"> How to destroy your company in 10 easy steps [Part 1] | Jared Pedroza

How to destroy your company in 10 easy steps [Part 1]

Part one in a series. If you are looking for the best ways to absolutely decimate your company, look no further. Regardless of where you are starting, our 10-step process can take you from a top performing company to the bottom of the barrel.

Part 1: Focus on money and not product

It doesn't matter what industry you are in, what your product is, or how you sell that product, your product is what makes you money. Now, you have two choices in business when it comes to your product, you can either focus on making the best product you can, regardless of what your competition, or even the rest of the world is doing, or you can focus on wringing every last drop of revenue out of your customer base by adding support contracts, fees, and other revenue streams. 

A great example of this comes from when I was working to integrate my site to an API. I was excited to have a robust, well-documented API at the ready, but when it came time for me to connect, I was informed that in order to use the API I would need to pay an "access fee" for each endpoint I wanted to use. To be sure it was only $500 per endpoint, but I needed to access 10 endpoints. Fortunately for the company that managed the API, I was able to find another provider that offered a similar product, with free access, and I moved my software to their platform. This allowed the initial company to continue their slide into bankruptcy and irrelevancy.

I have found that these kinds of tactics tend to be used by companies with older products that are becoming less and less relevant in the marketplace. Instead of being innovative or creating additional value in their existing products, they look for ways to bleed those products to death. A great example of this was the Linux company named Caldera. Caldera, back in the late 1990's and early 2000's bought SCO Unix and then proceeded to sue customers of SCO that had switched from Sys V Unix to Linux, claiming that Linux had improperly included parts of Sys V in their source code. Of course, The SCO Group (Caldera's new name) refused to divulge what code was infringing, and made grand projections of how much they would make from the lawsuits. When the dust finally cleared, it turned out that The SCO group never really owned the copyrights they were suing over, Novell did, and promptly required The SCO Group to drop their lawsuits. Caldera, which had a decent but not amazing Linux distribution went out of business.

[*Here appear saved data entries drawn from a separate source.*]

PR #1219, opened 2024-10-25
Adding more command structure tests (pt. 2)

brandenrodgers:
## Description and Context

This adds more unit tests to validate command structure. That includes the command, describe, and builder exports for each command. This will prevent us from unintentionally making breaking changes to the command syntax.

**Note:**
I ignored the customObject and hubdb commands because there's some issue with Prettier. [This is the issue I was seeing](https://github.com/prettier/prettier/issues/15769). I can dig into resolving it, but I didn't want to include those changes in this PR.


lib/prompts/__tests__/downloadProjectPrompt.test.ts
```diff
@@ -1,21 +1,19 @@
 // @ts-nocheck
+const { getAccountId } = require('@hubspot/local-dev-lib/config');
```
brandenrodgers, line 2: I did a little bit of moving around of imports and files in the lib folder just to make things consistent. Some of these tests still accounted for the old folder structure of the repo where CLI was one of three packages

lib/__tests__/dependencyManagement.test.ts
```diff
@@ -205,16 +205,16 @@ describe('cli/lib/dependencyManagement', () => {
         throw new Error('OH NO');
       });
       util.promisify = jest.fn().mockReturnValue(execMock);
-      await expect(() => getProjectPackageJsonLocations()).rejects.toThrowError(
-        /This command depends on npm, install/
-      );
+      await expect(() =>
```
joe-yeager, line 208: Why are we removing the message checking?  Without the message checking these tests will pass for any error thrown an not just the specific error we are testing for, giving us a lesser degree confidence for regressions

brandenrodgers: iirc I removed these ones because they were failing from some other change I had made and it was kind of tedious to get them passing again. In my opinion there's a level of granularity with these tests where they become more trouble than they're worth. The majority of the value that we get from the tests is that they help to prevent us from unintentionally releasing unintentional breaking changes or bugs. Checking for exact copy in errors and logs like this is more similar to visual regression testing (i.e. not functional). The far extreme of this is that every 5 minute code change comes with a corresponding 10 minutes of trying to get broken tests to pass, when in reality we should be catching the changes to copy at review stage.

I had meant to chat irl this week about this, but maybe we can hold off on merging and chat about it in our next team sync.

commands/__tests__/accounts.test.ts
```diff
@@ -0,0 +1,75 @@
+// @ts-nocheck
```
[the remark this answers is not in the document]
brandenrodgers: I could, but I was under the assumption that we were starting with the leaves and then moving up the tree to make the port easier on us. It gets annoying when a file imports a non-ported file.

lib/__tests__/dependencyManagement.test.ts
joe-yeager: > I had meant to chat irl this week about this, but maybe we can hold off on merging and chat about it in our next team sync.

That sounds good to me.  I'm going to jot down some thoughts while it's fresh in my mind for when we circle back.

> In my opinion there's a level of granularity with these tests where they become more trouble than they're worth

That's fair, but I fear we might be swinging from too granular to not granular enough.  I feel there is a middle ground, especially since these methods can use regex to perform the match.

> The majority of the value that we get from the tests is that they help to prevent us from unintentionally releasing unintentional breaking changes or bugs

I think without an assertion to the contents of the error, these tests give us a false sense of security.  The error being thrown in all of these cases could be syntax errors, null pointer errors, etc and the tests would pass when the code is incorrect.  

> when in reality we should be catching the changes to copy at review stage

I have concerns with pushing an automatable task to a manual human task.  I don't trust myself to catch copy errors, especially in heavily interpolated strings using variable from multiple files.  And a lot of our messaging is using/reusing values from the `i18n` file as well as constants from around the code base, etc.  

> The far extreme of this is that every 5 minute code change comes with a corresponding 10 minutes of trying to get broken tests to pass

😅 I actually think this is fine.  Those 10 minutes of testing help to continue to preserve the behaviors we expect of our application.  

I also think of it as an investment that pays high dividends by removing the amount of manual testing we need to perform.   A recent example of this is the work we did with the error refactoring as well as the ongoing push to revamp the configuration.  If we had granular tests, it would certainly add some pain on the amount of tests that we need to update, but it would have reduced the amount of hours required in the regression testing phase, and allowed us a greater level of confidence in the change.

brandenrodgers: Ok that's compelling 😄 , I added the copy back in [65dab7e](https://github.com/HubSpot/hubspot-cli/pull/1219/commits/65dab7e9b6f7bd2c2a5beef4e00cef8cb2ff17ea)

lib/__tests__/ProjectLogsManager.ts
```diff
@@ -1,14 +1,14 @@
 // @ts-nocheck
```
joe-yeager, line 1: This file is missing the `.test` in the file name, would you mind updating it while we are in here? 🙏

joe-yeager (approved):
LGTM!  Just noticed one file name was in consistent

lib/__tests__/ProjectLogsManager.ts
brandenrodgers: ah good catch, done in [dd75ef5](https://github.com/HubSpot/hubspot-cli/pull/1219/commits/dd75ef54f0f87d557689dc2620071c3bc8ae6172)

Just a couple of examples of how focusing only on money can help you turn a moderately profitable business into a non-existent business. The problem is that when you are focused only on money you tend to forget the people that make your product and the people that purchase your products. Simon Sinek talks about his two different experiences when visiting an Apple event versus a Microsoft event. At Microsoft, all they talked about was how they were going to beat Apple, while at the Apple event they focused on how their products could help people in their personal and professional lives. 

You can't focus on more than a couple of things at a time in business, so make sure those things are your employees, your products, and your customers. Your employees because they create, build, and sell your products. Your products because they are what you sell, and your customers because they are the ones who, hopefully, want to buy your products.